With no more introduction than this, Satan waved me to my appointed place. The others smiled and nodded and went on talking.
As I seated myself I saw with secret amazement that my right-hand neighbor was a certain famous actress whose name was seldom missing from Broadway’s electrics. My rapid glance around the table showed me a polo player of enviable American lineage and international reputation, and a brilliant attorney high in the councils of Tammany Hall. The others were unknown to me, but one and all bore the stamp of unusual intelligence. If this were a representative slice of Satan’s court, then indeed his organization must be quite as extraordinary as he had boasted. Eve was not there. Cobham was.

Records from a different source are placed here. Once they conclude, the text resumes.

PR #3249, opened 2025-06-21
Disable diode/battery buffer output when working is disabled

vdegans:
## What
Adds isWorkingEnabled check to diodes and battery buffers, to prevent output when working is disabled

## Implementation Details
Since isWorkingEnabled() was already an SideOutputCondition in the battery buffer, this may need some attention, since in game the battery buffers still output energy when working is disabled

## Outcome
Diodes and battery buffers no longer output energy when working is disabled

## Additional Information
N/A

I don't think this will have compat issues

### DIFF
--- a/src/main/java/com/gregtechceu/gtceu/common/machine/electric/BatteryBufferMachine.java
+++ b/src/main/java/com/gregtechceu/gtceu/common/machine/electric/BatteryBufferMachine.java
@@ -28,7 +28,6 @@ import net.minecraft.core.Direction;
 import net.minecraftforge.energy.IEnergyStorage;
 
 import lombok.Getter;
-import lombok.Setter;
 import org.jetbrains.annotations.Nullable;
 
 import java.util.ArrayList;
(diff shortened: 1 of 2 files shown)


Spicierspace153:
spotless

src/main/java/com/gregtechceu/gtceu/common/machine/electric/BatteryBufferMachine.java
```diff
@@ -211,6 +211,10 @@ protected EnergyBatteryTrait(int inventorySize) {
 
         @Override
         public void serverTick() {
+            if (!isWorkingEnabled()) {
+                return;
+            }
```
screret: Instead of this, override `checkOutputSubscription` and do the logic in there. I have attached a patch file for you to apply.
[battery_buffer_output.patch](https://github.com/user-attachments/files/20851840/battery_buffer_output.patch)

screret (changes requested):

src/main/java/com/gregtechceu/gtceu/common/machine/electric/BatteryBufferMachine.java
vdegans: Thank you for the patch file, I have applied and merged the changes into the branch.

screret (approved):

Walter sat at the actress’s right. As the dinner went on I exerted myself to be pleasant to him. For my own reasons, I wanted no lurking enemies just then. He was a bit stiffish at first, then mellowed. He drank freely, but, I noted with interest, not so freely as he would have liked. Very clearly Walter loved to look upon the wine when it was not only red, but all along the rainbow. I thought at first that it was the restraint he had placed upon himself as to the rate of his consumption that stirred up in him antagonism against other inhibitions, and particularly that of discretion in expression of opinion. Then I realized it was the drink itself that bred in Cobham a stern passion for truth, a contempt for euphemisms and circumlocutions. What he wanted was the plain fact unadorned, and no evasions. As he put it, “no tampering with the formula.” He was in fact an in-vino-veritas drinker of Fundamentalist fervor. Also he was amusing, and the actress was vastly entertained by our cross-conversation.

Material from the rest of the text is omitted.